Bad bit negation handling

vtereshkov / umka-lang

Umka: a statically typed embeddable scripting language

BSD 2-Clause "Simplified" License

1.05k stars 53 forks source link

Bad bit negation handling #415

Open skejeton opened 3 months ago

skejeton commented 3 months ago

fn f(v: uint16) {
}

fn main() {
    f(~uint16(0))
}

Runtime error /playground.um (5): Overflow of uint16
Stack trace:
    main: /playground.um (5)
    <unknown>: /playground.um (6)

vtereshkov commented 3 months ago

Yes, all arithmetical and bitwise operators always operate on full-size (64-bit) temporary values, so ~uint16(0) exceeds the uint16 range. You can use ~uint16(0) & 0xFFFF instead.

skejeton commented 2 months ago

Can we just compile it to 0xFFFF ~ num?

vtereshkov commented 2 months ago

@skejeton You essentially mean that Umka should respect the actual operand widths even in expressions. To do it, Umka should apply some widening rules when two operands are of different widths. What would such rules look like? The "least common width" rule? It would have its own adverse effects:

var a: uint8 = 200
var b: uint16 = 65500
var c: uint = a + b      // Overflow or what?

var a: uint8 = 0
var b: uint16 = 0
var c: bool = ~a == ~b   // true or false?

skejeton commented 2 months ago

@skejeton You essentially mean that Umka should respect the actual operand widths even in expressions. To do it, Umka should apply some widening rules when two operands are of different widths. What would such rules look like? The "least common width" rule? It would have its own adverse effects:
var a: uint8 = 200
var b: uint16 = 65500
var c: uint = a + b      // Overflow or what?
var a: uint8 = 0
var b: uint16 = 0
var c: bool = ~a == ~b   // true or false?

I think it should only apply to unary operations, which one of them is negation.

vtereshkov commented 2 months ago

And so ~a != ~b in my second example, even though both a and b are zero, right?

skejeton commented 2 months ago

And so ~a != ~b in my second example, even though both a and b are zero, right?

Good question. I think so. I can't think of any practical reason why it shouldn't be this way.

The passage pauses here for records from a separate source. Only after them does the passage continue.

PR #563, opened 2025-10-07
feat: add eval multi-run dev script

noahlwest:
Script runs k8s-bench, analyzes, adds the timer to markdown output, and writes all results to a numbered output folder.

Example usage: ./run-eval-loop.sh --iterations 5 --provider openai --model Qwen/Qwen3-Next-80B-A3B-Instruct --api-base http://localhost:8000/v1 --concurrency 5 --task-pattern "create"

### DIFF
--- a/dev/ci/periodics/run-eval-loop.sh
+++ b/dev/ci/periodics/run-eval-loop.sh
@@ -1,15 +1,46 @@
 #!/bin/bash
 
+set -eou pipefail
+
 # Positional args
-# 1. ITERATIONS: Number of times to run the loop (default: 3)
-# 2. PROVIDER:   The LLM provider to use (default: openai)
-# 3. MODEL:      The specific model to test (default: "Qwen/Qwen3-Next-80B-A3B-Instruct")
-# 4. API_BASE:   The API base URL (default: "http://localhost:8000/v1")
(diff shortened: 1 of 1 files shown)


dev/ci/periodics/run-eval-loop.sh
```diff
@@ -0,0 +1,163 @@
...
+echo "Model:     $MODEL"
+echo "API Base:  $API_BASE"
+echo "Concurrency: $CONCURRENCY"
+echo "Task Pattern: ${TASK_PATTERN:-"All Tasks"}"
+
+# Loop from 1 to the specified number of iterations
+for i in $(seq 1 $ITERATIONS)
+do
+  # Create the unique directory name for this run
+  OUTPUT_DIR="${REPO_ROOT}/.build/k8s-bench-${MODEL}-${i}"
```
droot, line 95: If the model is `openai/gpt-oss-20' (containing file delimiter), the output_dir will be `./build/k8s-bench-openai/gpt-oss-20b-1` which is probably not what we want. May be for deriving directory path, we can replace the delimiter with something else say `-` or something else ?

noahlwest: Yeah the generated structure is a bit less predictable because of that, we can adjust it in a new pr since this one is submitted.

PR #569, opened 2025-10-14
feat: pluggable agent support in k8s-bench

ShubyM:


droot:
@ShubyM sorry the delay, will get to it tomorrow.

@noahlwest pl. take a look at it tomorrow as well.

dev/ci/periodics/run-eval-loop.sh
noahlwest, line 1: I wasn't able to run this shell script with your change as is. I ended up removing the kubeconfig flag from `run-evals.sh` and was able to run it, but I also ended up changing the `make run-evals` line in `run-eval-loop.sh` to instead just directly run k8s-bench, and added the flags it needed in TEST_ARGS.

```
run_time_line=$( \
    OPENAI_API_KEY="not needed" \
    OPENAI_API_BASE="$API_BASE" \
    TEST_ARGS="$TEST_ARGS" \
    $K8S_BENCH_BIN run $TEST_ARGS --agent-bin=$(which gemini) | tee /dev/tty | grep '^Total evaluation time:' \
  )
```
and had it running against gemini. Though, I don't think this is what you had in mind, since agent-args would have to be removed to work with gemini. I'm interested in how you had things set up using this script, or if it was just with k8s-bench directly

k8s-bench/README.md
```diff
@@ -48,13 +52,13 @@ The `run` subcommand executes the benchmark evaluations.
 | `--agent-bin` | Path to kubectl-ai binary | - | Yes |
 | `--output-dir` | Directory to write results to | - | Yes |
 | `--tasks-dir` | Directory containing evaluation tasks | ./tasks | No |
-| `--kubeconfig` | Path to kubeconfig file | ~/.kube/config | No |
 | `--task-pattern` | Pattern to filter tasks (e.g. 'pod' or 'redis') | - | No |
-| `--llm-provider` | Specific LLM provider to evaluate (e.g. 'gemini' or 'ollama') | gemini | No |
-| `--models` | Comma-separated list of models to evaluate | gemini-2.5-pro-preview-03-25 | No |
-| `--enable-tool-use-shim` | Enable tool use shim | false | No |
-| `--quiet` | Quiet mode (non-interactive mode) | true | No |
+| `--agent-args` | Additional argument passed directly to the agent (repeat flag to provide multiple) | - | No |
```
noahlwest, line 56: We lose some info here, we could include a pointer where people can see the different options they'd add here (llm-provider, models, etc.)

k8s-bench/eval.go
```diff
@@ -149,8 +153,18 @@ func runEvaluation(ctx context.Context, config EvalConfig) error {
 						log = logFile
 					}
 
+					start := time.Now()
+					fmt.Printf("\033[36mWorker %d: Started %s for %s\033[0m\n", workerID, llmConfig.ID, job.taskID)
```
noahlwest, line 157: I was a little confused by this at first, it changes the color in terminal. Maybe we should add a comment pointing that out?

I like that it's easier to read, though I wonder how it shows up in the other interfaces (reminds me of the #384). Probably it's no big deal, I don't imagine many people are running k8s-bench in tui or web ui. 

image

k8s-bench/eval.go
```diff
@@ -149,8 +153,18 @@ func runEvaluation(ctx context.Context, config EvalConfig) error {
...
+
 					result := evaluateTask(ctx, config, job.taskID, job.task, llmConfig, log)
 
+					fmt.Printf("\033[32mWorker %d: Completed %s for %s in %s\033[0m\n",
+						workerID,
+						llmConfig.ID,
+						job.taskID,
+						time.Since(start).Round(time.Second),
```
noahlwest, line 165: This is pretty nice to have!

k8s-bench/main.go
```diff
@@ -206,10 +210,104 @@ func (f *Strings) String() string {
...
 }
 
+type agentDetector func(agentBin string, agentArgs []string, cfg *model.LLMConfig) bool
+
+var agentDetectors = []agentDetector{
+	detectGeminiAgent,
+}
+
+func detectAgentLLMConfig(agentBin string, agentArgs []string) model.LLMConfig {
+	llmConfig := model.LLMConfig{
```
noahlwest, line 230: This ends up losing us some data, ex:
```
error: ""
llmConfig:
  enableToolUseShim: false
  id: agent
  model: default
  provider: agent
  quiet: false
name: create-pod-mount-configmaps
result: success
```

I got this in the results.yaml after a run, not really helpful for the id, model and provider.

k8s-bench/eval.go
```diff
@@ -515,25 +539,25 @@ func (x *TaskExecution) runCleanup(ctx context.Context) error {
 }
 
 func (x *TaskExecution) runAgent(ctx context.Context) (string, error) {
-	tracePath := filepath.Join(x.taskOutputDir, "trace.yaml")
```
noahlwest, line 537: I think we should add this back, I'm not sure that we can have individual traces for each task without it.

noahlwest (changes requested):
It would be helpful if your pr had some instructions on any necessary setup, examples commands of running (with kubectl-ai and gemini), and any explanation you feel would be helpful to anyone who looks at this pr.

dev/ci/periodics/run-eval-loop.sh
ShubyM: Oh yea I was running with k8s directly, I can adapt the script

PR #570, opened 2025-10-14
enhance: canary deployment task

ShubyM:
Saw that gemini-cli was failing this task because it would create the new deployment inside the default namespace. Introducing the new namespace in the prompt fixes the issue. Also reduced replicas to two replicas to lessen pressure on the cluster


noahlwest (approved):
Overall, this is a good change that will increase the consistency of this eval. However: I'm wondering how much information we should give in the prompts. Maybe it's worth having some evals that are purposely very ambiguous or very casually prompted to see how well models can decipher what we want, and some other evals that precisely describe the task to see how well models can follow detailed instructions.

droot (approved):

droot:
> Overall, this is a good change that will increase the consistency of this eval. However: I'm wondering how much information we should give in the prompts. Maybe it's worth having some evals that are purposely very ambiguous or very casually prompted to see how well models can decipher what we want, and some other evals that precisely describe the task to see how well models can follow detailed instructions.

+1

If we look at the eval, agent is being tested on two things.

- for an under specified problem, is the agent able to discover the additional information about the issue before doing the actual task
- Doing the task. The task here is about agent knowing how to do canary deployment.

With the changes, focus of the eval now shifts to performing the actual task which is good but I am still thinking how to eval the agent's behavior for an under specified problem. Agent that tries to go ahead and creates deployment in default namespace without examining the cluster state is actually bigger failure in my opinion :( and probably should be captures as negative tests. If there was human in the loop, agent prompting human for more information is a positive sign (better behavior will be agent doing a lightweight discovery and then confirming from the user where user can simply say yes/no and correct it.)

But overall, I like introducing category of evals that tests how agent helps ambiguous information and keeping them separate from the functional eval.

PR #572, opened 2025-10-15
eval: Generally up timeouts for verify/setup scripts

noahlwest:
We're seeing some timeout issues in eval runs, this change mostly ups timeout lengths as an experiment to see if it helps. A few evals also get updates to setup/verify scripts.
* fix-oomkilled was passing for no reason. It still can, if the setup doesn't create oomkilled events, but this at least checks that memory was changed
* fix-pending-pod scripts give us a little bit more visibility into what's happening
* same with rolling-update-deployment

### DIFF
--- a/k8s-bench/tasks/create-canary-deployment/verify.sh
+++ b/k8s-bench/tasks/create-canary-deployment/verify.sh
@@ -12,7 +12,7 @@ CANARY_IMAGE="nginx:1.29"
 CANARY_REPLICAS=2
 STABLE_REPLICAS=2
 EXPECTED_TOTAL_ENDPOINTS=$((CANARY_REPLICAS + STABLE_REPLICAS))
-TIMEOUT="30s"
+TIMEOUT="120s"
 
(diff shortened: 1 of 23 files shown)


k8s-bench/tasks/create-canary-deployment/verify.sh
```diff
@@ -12,7 +12,7 @@ CANARY_IMAGE="nginx:1.29"
 CANARY_REPLICAS=1
 STABLE_REPLICAS=10
 EXPECTED_TOTAL_ENDPOINTS=$((CANARY_REPLICAS + STABLE_REPLICAS))
-TIMEOUT="30s"
+TIMEOUT="120s"
```
droot, line 15: Was chatting offline with @ShubyM and we decided to decrease the replicas from 10 to 2. https://github.com/GoogleCloudPlatform/kubectl-ai/pull/570

I suspect high resource requirement might be reason for things to take more time especially in high concurrency setting.

PR #574, opened 2025-10-15
k8sbench: added cluster-creation-policy support

droot:
k8sbench offers more control around the target cluster creation for running the eval.


droot:
@noahlwest can you pl. take a look at this one.

PR #580, opened 2025-10-16
k8s-bench: Added support for task filtering using tags

droot:
Used gemini-cli to see how we can add tag based task filtering.

/cc @noahlwest

### DIFF
--- a/dev/ci/periodics/run-eval-loop.sh
+++ b/dev/ci/periodics/run-eval-loop.sh
@@ -16,6 +16,8 @@ API_BASE="http://localhost:8000/v1"
 CONCURRENCY=1
 # The regex pattern for tasks to run
 TASK_PATTERN=""
+# The tags for tasks to run
+TASK_TAGS=""
 # kind cluster creation policy (default: "CreateIfNotExists")
 CLUSTER_CREATION_POLICY="CreateIfNotExists"
 
@@ -44,6 +46,10 @@ while [[ $# -gt 0 ]]; do
       ;;
     -t|--task-pattern)
       TASK_PATTERN="$2"
+      shift 2
+      ;;
+    -T|--task-tags)
+      TASK_TAGS+="--task-tags=$2 "
       shift 2
       ;;
     -k|--cluster-creation-policy)
@@ -93,6 +99,7 @@ echo "Model:     $MODEL"
 echo "API Base:  $API_BASE"
 echo "Concurrency: $CONCURRENCY"
 echo "Task Pattern: ${TASK_PATTERN:-"All Tasks"}"
+echo "Task Tags: ${TASK_TAGS:-"No Tags"}"
 
 # Loop from 1 to the specified number of iterations
 for i in $(seq 1 $ITERATIONS)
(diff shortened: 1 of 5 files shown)


dev/ci/periodics/run-eval-loop.sh
```diff
@@ -46,6 +48,10 @@ while [[ $# -gt 0 ]]; do
       TASK_PATTERN="$2"
       shift 2
       ;;
+    -T|--task-tags)
+      TASK_TAGS+="--task-tags=$2 "
```
noahlwest, line 52: I tested this out:
This results in "--task-tags=cluster=gke" being passed if I use `--task-tags cluster=gke`. This gets incorrectly parsed and tasks with the tag don't get ran.

TASK_TAGS+="$2 " results in correct cluster=gke, which gets correctly parsed and runs the tasks we want, but doesn't work if I add some other filter e.g., `--task-tags cluster=gke --task-tags api=hpa`, will only filter by cluster=gke.

k8s-bench/eval.go
```diff
@@ -242,12 +242,59 @@ func loadTasks(config EvalConfig) (map[string]Task, error) {
...
 		tasks[taskID] = task
 	}
 
 	return tasks, nil
 }
 
+// matchTags checks if a task matches the provided tag filters.
+// If a task has no tags, it is always included.
+// If filters are provided, a task with tags must match them.
+func matchTags(task Task, filters []string) bool {
```
noahlwest, line 258: I pulled this to test and this behaves differently that I expect. I'm including -t (--task-pattern) to select some tasks with and some without tags, some test scenarios:

If we wanted to run all tasks, we don't include any --task-tags arg. For example:
`./dev/ci/periodics/run-eval-loop.sh -i 1 -p gemini -m gemini-2.5-pro -a http://localhost:8000/v1 -c 5 -k AlwaysCreate -t "resize-pvc|horizontal-pod-autoscaler|debug-app-logs"`

If we wanted to run all tasks, except those tagged with gke, we include ANY filter:
`... -t "resize-pvc|horizontal-pod-autoscaler|debug-app-logs" --task-tags fake=tag`
This only runs debug-app-logs task

If I wanted to run (only) tasks tagged with gke, because we already ran everything else on KinD, we can't?
`... -t "resize-pvc|horizontal-pod-autoscaler|debug-app-logs" --task-tags cluster=gke`
That will run resize, hpa, and debug tasks.

Also if we have more tags, and only want to exclude cluster=gke tasks, we can't do that without including every single other tag?
`... -t "resize-pvc|horizontal-pod-autoscaler|debug-app-logs" --task-tags api=hpa,label2=value2` etc...

Maybe we'd want something similar to k8s testing, where they have a skip tag and we provide regex pattern, but for tags? --skip-tags "gke" or --skip-tags"NotWithKind"

Right now, we can do something like `-t "^(?!(horizontal-pod-autoscaler|resize-pvc)$).*$"` to avoid the specific tests, which doesn't require any extra code, just making the right regex pattern.

droot:
Thanks @noahlwest for the review. I think it makes more sense to close this PR and re-do it properly if we need it in the future.

PR #593, opened 2025-10-21
eval: remove hints from crashloop and probes

ShubyM:
Changed fix-crashloop and fix-probes to remove hints


droot:
Will defer it to @noahlwest

droot:
Took another look and the change is very reasonable, so getting this in.

PR #594, opened 2025-10-22
feat: Return unexpected kubectl-ai errors in RunOnce mode, display them in k8s-bench

noahlwest:
* kubectl-ai returns unexpected errors encountered in kubectl-ai RunOnce mode
* k8s-bench run now counts unexpected errors as errors instead of failures
* k8s-bench analyze now accounts for errors encountered

Tested this with local served gpt-oss-20b, errors like 404, 400, tool parsing errors, etc. are saved and recorded as errors now in k8s-bench. Easiest way to reliably recreate errors is to use start a vllm instance and point to a model that doesn't exist, or use a model with known issues (like gpt-oss-20b on completions endpoint.)

* When unexpected error is encountered and returned to k8s-bench, we print usage/help text for kubectl-ai. This adds a little bit of noise to the logs but we can fix that in a later pr

### DIFF
--- a/k8s-bench/eval.go
+++ b/k8s-bench/eval.go
@@ -328,7 +328,25 @@ func evaluateTask(ctx context.Context, config EvalConfig, taskID string, task Ta
 			return result
 		}
 		// Unexpected error
-		result.Error = err.Error()
+		result.Result = "error"
+		const maxErrLogLines = 3
+		logString := logBuffer.String()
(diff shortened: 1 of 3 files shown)


droot (approved):

droot:
Thank you so much for quick turn around on this one. This addresses a critical issues.

PR #46, opened 2024-03-06
Check all task types availability and improve app description

julien-nc:
* mention more assistant features in the readme and info.xml
* move many endpoints to OCS (anticipate integration by other apps)
* Compute the task type list on the backend side so we can check if there actually are available providers


marcelklehr (approved):

marcelklehr:
:elephant:

PR #47, opened 2024-03-08
Show empty content if no AI provider was found

julien-nc:
* Still show the top-right assistant icon if no provider is available
* If task type list is empty (so we know there is no provider available), show this in the assistant modal to admins:
image
and this to non-admins:
image

@jancborchardt Any suggestion for the title, description and admin hint?


julien-nc:
TODO:
* link to future AI doc
* for users: add "please contact your admin"

PR #49, opened 2024-03-15
Make task list and assistant form mutually exclusive

julien-nc:
Here is a first draft implementation to make the task list replace the assistant input form:

https://github.com/nextcloud/assistant/assets/11291457/35c60198-7d38-4105-bf9e-8b7838c4b641

For now the task list is still filtered to only show tasks which type is the selected one.
@jancborchardt @nimishavijay Do you really think it's better to also get rid of the task type selector and show all tasks?
Any other feedback on how it looks?


julien-nc:
We can change or polish this later.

vtereshkov commented 2 months ago

In a perfect world, if a == b, I could substitute a for b in any expression (e.g., ~b) and get the same result. In reality, I'm afraid, I will never achieve this unless I forbid implicit type casts.

skejeton commented 2 months ago

Yeah, I'm not sure, C does behave as you say: https://godbolt.org/z/cqPh6nEKq But the promotion rules are different, from what I know it promotes to the highest bit type in the expression instead of straight up uint, and of course it doesn't do overflow checks. Personally I'm not against either idea.

skejeton commented 2 months ago

An idea I have is to have some sort of context in expression, where if you explicitly cast to uint16, it will only promote as high as uint16, because casting anything higher than uint16 wouldn't make a lot of sense.

vtereshkov commented 2 months ago

@skejeton

it promotes to the highest bit type in the expression instead of straight up uint

C is weird. It always promotes everything to int, but not to int64_t, unless one of the operands is already int64_t.

The standard says:

If an int can represent all values of the original type (as restricted by the width, for a bit-field), the value is converted to an int; otherwise, it is converted to an unsigned int. These are called the integer promotions.

And a comment from Stack Overflow:

The harsh reality caused by the integer promotions means that almost no operation in C can be carried out on small types like char or short. Operations are always carried out on int or larger types.

Now let's see what Compiler Explorer will do:

    uint8_t a = 200;
    uint16_t b = 0xFFFF;
    uint64_t c = a + b;
    printf("%d\n", c);       // 65735 - no overflow

    uint8_t a = 200;
    uint32_t b = 0xFFFFFFFF;
    uint64_t c = a + b;
    printf("%d\n", c);       // 199 - overflow

skejeton commented 2 months ago

You're right. I think to make the semantics less complicated/arbitrary, in an expression that expects uint16, cast to uint16 at most, and so on.